▸ **YOUR ASSIGNMENT**: Quote exactly and only this range of lines in the data below: the line that holds "Issue #321, opened 2019-02-14" to the line that holds "So, what to", both included.

##### RECORDS FOR THIS TASK #####

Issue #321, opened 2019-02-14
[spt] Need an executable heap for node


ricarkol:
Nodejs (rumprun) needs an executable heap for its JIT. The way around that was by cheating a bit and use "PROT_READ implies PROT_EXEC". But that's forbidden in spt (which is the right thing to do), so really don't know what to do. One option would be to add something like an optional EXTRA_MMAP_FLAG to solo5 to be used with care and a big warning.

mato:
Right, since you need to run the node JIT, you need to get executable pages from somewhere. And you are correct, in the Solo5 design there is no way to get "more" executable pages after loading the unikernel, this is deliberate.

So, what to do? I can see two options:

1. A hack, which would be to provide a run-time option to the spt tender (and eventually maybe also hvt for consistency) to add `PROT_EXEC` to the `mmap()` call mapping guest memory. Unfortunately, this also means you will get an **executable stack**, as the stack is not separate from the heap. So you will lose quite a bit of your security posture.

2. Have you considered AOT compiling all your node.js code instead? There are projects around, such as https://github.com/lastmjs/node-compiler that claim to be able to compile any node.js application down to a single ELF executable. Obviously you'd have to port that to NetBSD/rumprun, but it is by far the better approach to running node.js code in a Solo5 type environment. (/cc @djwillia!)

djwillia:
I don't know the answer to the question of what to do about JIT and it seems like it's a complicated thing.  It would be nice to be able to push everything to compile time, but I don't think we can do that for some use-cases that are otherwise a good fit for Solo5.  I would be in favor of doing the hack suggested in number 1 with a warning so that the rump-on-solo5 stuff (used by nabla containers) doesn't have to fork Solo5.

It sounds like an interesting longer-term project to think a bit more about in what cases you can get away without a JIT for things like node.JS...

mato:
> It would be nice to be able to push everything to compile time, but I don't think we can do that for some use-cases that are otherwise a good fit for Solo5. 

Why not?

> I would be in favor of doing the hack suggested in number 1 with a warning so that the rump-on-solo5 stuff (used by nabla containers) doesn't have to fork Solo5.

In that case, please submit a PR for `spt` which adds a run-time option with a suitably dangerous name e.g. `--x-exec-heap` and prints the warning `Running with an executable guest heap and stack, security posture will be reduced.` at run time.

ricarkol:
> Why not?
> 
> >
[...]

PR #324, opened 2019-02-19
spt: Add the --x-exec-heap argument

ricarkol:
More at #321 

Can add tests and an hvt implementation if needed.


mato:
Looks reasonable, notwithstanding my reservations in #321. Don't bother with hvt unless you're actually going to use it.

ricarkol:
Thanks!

#####
##### RECORDS FOR THIS TASK #####

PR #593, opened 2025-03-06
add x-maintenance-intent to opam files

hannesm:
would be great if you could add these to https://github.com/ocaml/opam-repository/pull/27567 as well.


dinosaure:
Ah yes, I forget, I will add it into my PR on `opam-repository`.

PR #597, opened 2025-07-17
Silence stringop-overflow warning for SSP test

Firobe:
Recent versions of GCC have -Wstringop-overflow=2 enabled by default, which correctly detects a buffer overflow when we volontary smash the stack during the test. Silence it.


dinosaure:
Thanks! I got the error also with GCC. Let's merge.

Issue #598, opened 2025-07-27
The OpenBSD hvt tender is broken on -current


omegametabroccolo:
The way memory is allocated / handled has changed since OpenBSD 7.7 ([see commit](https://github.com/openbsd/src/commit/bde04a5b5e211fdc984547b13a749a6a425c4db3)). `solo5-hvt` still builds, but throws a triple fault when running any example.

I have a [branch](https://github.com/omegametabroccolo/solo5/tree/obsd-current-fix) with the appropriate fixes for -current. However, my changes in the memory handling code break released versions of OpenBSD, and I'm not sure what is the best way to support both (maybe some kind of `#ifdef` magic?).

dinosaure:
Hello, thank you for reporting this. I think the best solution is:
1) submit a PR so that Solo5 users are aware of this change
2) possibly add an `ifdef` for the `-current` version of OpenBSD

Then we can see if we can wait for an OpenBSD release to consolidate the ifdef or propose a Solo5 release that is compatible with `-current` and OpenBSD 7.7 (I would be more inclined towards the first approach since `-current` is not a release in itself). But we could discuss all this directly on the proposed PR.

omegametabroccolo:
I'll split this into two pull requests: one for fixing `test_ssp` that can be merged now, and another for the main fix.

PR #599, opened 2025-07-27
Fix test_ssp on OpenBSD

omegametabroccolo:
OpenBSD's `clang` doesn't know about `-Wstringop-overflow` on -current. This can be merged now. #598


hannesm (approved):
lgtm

#####
##### RECORDS FOR THIS TASK #####

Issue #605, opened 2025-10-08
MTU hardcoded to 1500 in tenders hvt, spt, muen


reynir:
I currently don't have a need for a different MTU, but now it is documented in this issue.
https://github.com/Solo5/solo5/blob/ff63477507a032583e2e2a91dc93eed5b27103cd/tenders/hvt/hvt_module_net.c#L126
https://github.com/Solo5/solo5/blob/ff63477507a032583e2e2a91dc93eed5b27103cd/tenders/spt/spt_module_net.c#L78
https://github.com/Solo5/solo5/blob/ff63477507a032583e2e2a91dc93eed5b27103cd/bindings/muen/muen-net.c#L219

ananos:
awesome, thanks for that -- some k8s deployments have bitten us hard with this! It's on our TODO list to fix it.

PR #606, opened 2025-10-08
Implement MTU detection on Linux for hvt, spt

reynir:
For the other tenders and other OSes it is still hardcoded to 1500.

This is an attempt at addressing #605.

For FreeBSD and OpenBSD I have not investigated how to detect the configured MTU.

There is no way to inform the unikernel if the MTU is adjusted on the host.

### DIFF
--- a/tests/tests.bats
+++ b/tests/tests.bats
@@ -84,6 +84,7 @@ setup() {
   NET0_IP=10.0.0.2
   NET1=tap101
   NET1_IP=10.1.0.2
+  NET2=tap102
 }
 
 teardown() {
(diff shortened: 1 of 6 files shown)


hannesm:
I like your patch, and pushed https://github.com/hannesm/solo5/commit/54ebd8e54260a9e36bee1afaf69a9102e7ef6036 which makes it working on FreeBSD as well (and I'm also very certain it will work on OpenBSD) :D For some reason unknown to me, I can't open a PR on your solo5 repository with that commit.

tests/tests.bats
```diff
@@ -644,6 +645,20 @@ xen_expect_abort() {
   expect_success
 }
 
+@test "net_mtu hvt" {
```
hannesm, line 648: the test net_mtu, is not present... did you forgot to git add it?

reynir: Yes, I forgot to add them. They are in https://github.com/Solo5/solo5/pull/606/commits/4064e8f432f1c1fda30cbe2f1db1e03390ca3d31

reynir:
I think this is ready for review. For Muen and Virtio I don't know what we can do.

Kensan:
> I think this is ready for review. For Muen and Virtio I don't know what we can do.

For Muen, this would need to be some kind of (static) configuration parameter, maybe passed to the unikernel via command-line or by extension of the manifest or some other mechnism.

#####

▸ **COMPLETED EXERCISE**:
Issue #321, opened 2019-02-14
[spt] Need an executable heap for node


ricarkol:
Nodejs (rumprun) needs an executable heap for its JIT. The way around that was by cheating a bit and use "PROT_READ implies PROT_EXEC". But that's forbidden in spt (which is the right thing to do), so really don't know what to do. One option would be to add something like an optional EXTRA_MMAP_FLAG to solo5 to be used with care and a big warning.

mato:
Right, since you need to run the node JIT, you need to get executable pages from somewhere. And you are correct, in the Solo5 design there is no way to get "more" executable pages after loading the unikernel, this is deliberate.

So, what to do? I can see two options:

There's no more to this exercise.